Unravel’s approach starts first by collecting all the disparate monitoring data in a unified platform, eliminating silo issues. Then the platform applies algorithms to analyze the data and, whenever possible, take action automatically; providing automatic fixes for any of the problems listed above. The use of AIOps and automation is what really differentiates this approach and provides so much value. Take root cause analysis, for example. Manually determining root cause of an app failure is time consuming and often requires domain expertise. It’s a process that can often last days. Using AI and our inference engine, Unravel can complete root cause analysis in seconds.

How does this work? We draw on a large set of root cause patterns learned from customers and partners. This data is constantly updated. We then continuously inject this root cause data to train and test models for root-cause prediction and proactive remediation.

During the Q&A portion of the session, an engineering lead from Amazon asked a great question about what Unravel is doing to keep their AIOps techniques up to date as modern data stack systems evolve rapidly. Simply, the answer is that the platform doesn’t stop learning. We consistently perform careful probes to identify places where we can enhance the training data for learning, then collect more of that data to do so.

There were a couple of other conference talks that also nicely highlighted the value of AIOps:

  • SageDB: A Learned Database System: Traditional data processing systems have been designed to be general purpose. SageDB presents a new type of data processing system, one which highly specializes to an application through code synthesis and machine learning. (Joint work from Massachusetts Institute of Technology, Google, and Brown University)
  • Learned Cardinalities: Estimating Correlated Joins with Deep Learning: This talk addressed a critical challenge of cardinality estimation, namely correlated data. The presenters have developed a new deep learning method for cardinality estimation. (Joint work from the Technical University of Munich, University of Amsterdam, and Centrum Wiskunde & Informatica)

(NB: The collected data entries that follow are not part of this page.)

PR #1471, opened 2021-06-25
Implemented MGR recipes for flow solvers (hybrid FVM, wells)

francoishamon:
This PR implements four MGR recipes that we have used over the past months, but that have not been merged into `develop` yet:
- [X] SinglePhaseFVM with wells
- [X] SinglePhaseHybridFVM
- [X] SinglePhaseHybridFVM with wells
- [X] CompositionalMultiphaseHybridFVM with wells

and the PR also creates a separate file for the hydrofracture MGR recipe.

I will add the recipes for (wells + poromechanics) in another PR because they require more changes in the physics solvers.

No rebaseline necessary.


castelletto1 (approved):
This looks great! Just a suggestion. With the current MGR strategies organization, I think it is cleaner to have a dedicated file for each solver. At the moment, both the `SinglePhasePoromechanicsSolver` and the `HydrofractureSolver` share the same strategy: [`SinglePhasePoromechanics`](https://github.com/GEOSX/GEOSX/blob/develop/src/coreComponents/linearAlgebra/interfaces/hypre/mgrStrategies/SinglePhasePoromechanics.hpp) (the only difference being the way the coarse grid is computed). I propose we introduce the `HydroFracture` strategy in another file. This will give us more flexibility if we need additional tuning of the MGR algorithm.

Organizations are deploying highly distributed data pipelines into full production now. These aren’t science projects, they’re for real, and the bar has been raised even higher for accuracy and performance. And these organizations aren’t just growing data lakes like they were five years ago—they’re now trying to get tangible value from that data by using it to develop a range of next-generation applications. Organizations are facing serious hurdles daily as they take that next step with data, and AIOps is emerging as the clear answer to help them with it.

Big data is no longer just the future, it’s the present, too.